■ **YOUR INSTRUCTIONS**: Find and copy each line of the listing below that has the word "vertically" in it.

■ **PROVIDED RECORDS**:

PR #3886, opened 2015-12-12
Update wording to "space-separated" to be consistent

ClimbsRocks:
This is both grammatically correct, and consistent with the language in the rest of the comments.


ClimbsRocks:
it's a super minor change, but just checking in on this!

PR #3892, opened 2015-12-16
Non-controversial ESLint whitespace rules

captbaritone:
In an attempt to bring our ESLint rules closer to those in Underscore, I've
started by adding some whitespace rules which don't involve any significantly
opinionated changes.


akre54:
:+1:

PR #3893, opened 2015-12-16
Add ESLint rule: key-spacing

captbaritone:


akre54:
I dunno. I like lining up properties and RHS expressions.

@jridgewell except for the really uncontroversial ones, can we leave these open a little longer for debate?

captbaritone:
There are other linting rules which support enforcing lined up properties: http://eslint.org/docs/rules/key-spacing.html#2-vertically-align-values-align-value

I gave them a try and they seem to try to force that style of alignment in a number places that don't make sense. They also get very confused with things like:

       var modelMethods = {keys: 1, values: 1, pairs: 1, invert: 1, pick: 0,
           omit: 0, chain: 1, isEmpty: 1};

I think the upshot is we can have an enforced rule or we can allow for lined up properties, but not both, which is a shame, since in some places the aligned values look very nice.

jridgewell:
I didn't think this was controversial... Sorry.

test/collection.js
```diff
@@ -202,7 +202,7 @@
   QUnit.test("add; at should add to the end if the index is out of bounds", function(assert) {
     assert.expect(1);
     var col = new Backbone.Collection([{id: 2}, {id: 3}]);
-    col.add(new Backbone.Model({id: 1}), {at:   5});
```
akre54: These I'm fine with, but the vertically aligned ones would be nice to have.

test/router.js
```diff
@@ -74,28 +74,28 @@
...
-      "contacts":                   "contacts",
-      "contacts/new":               "newContact",
-      "contacts/:id":               "loadContact",
-      "route-event/:arg":           "routeEvent",
-      "optional(/:item)":           "optionalItem",
-      "named/optional/(y:z)":       "namedOptional",
-      "splat/*args/end":            "splat",
-      ":repo/compare/*from...*to":  "github",
-      "decode/:named/*splat":       "decode",
+      "noCallback": "noCallback",
```
akre54: Can we revert this one?

backbone.js
```diff
@@ -1425,9 +1425,9 @@
   var methodMap = {
     'create': 'POST',
     'update': 'PUT',
-    'patch':  'PATCH',
```
akre54: Can we revert this too? Or does it break the linter?

captbaritone: We would have to either disable the rule, or set it to only warn (and then tolerate the fact that it's always going to throw warnings).

I'm fine either way. If we want to do either of the above, just let me know and I'll open a PR which reverts only the cases where the values were aligned.

PR #3894, opened 2015-12-16
Large batch of ESLint cleanups

captbaritone:
In an attempt to batch these changes together, this pull request includes a number of new rules (all taken from Underscore's `.eslintrc`).

Each commit reflects the changes needed for a single rule, so I would recommend reviewing by commit.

■ **TASK RESULT**:
There are other linting rules which support enforcing lined up properties: http://eslint.org/docs/rules/key-spacing.html#2-vertically-align-values-align-value
akre54: These I'm fine with, but the vertically aligned ones would be nice to have.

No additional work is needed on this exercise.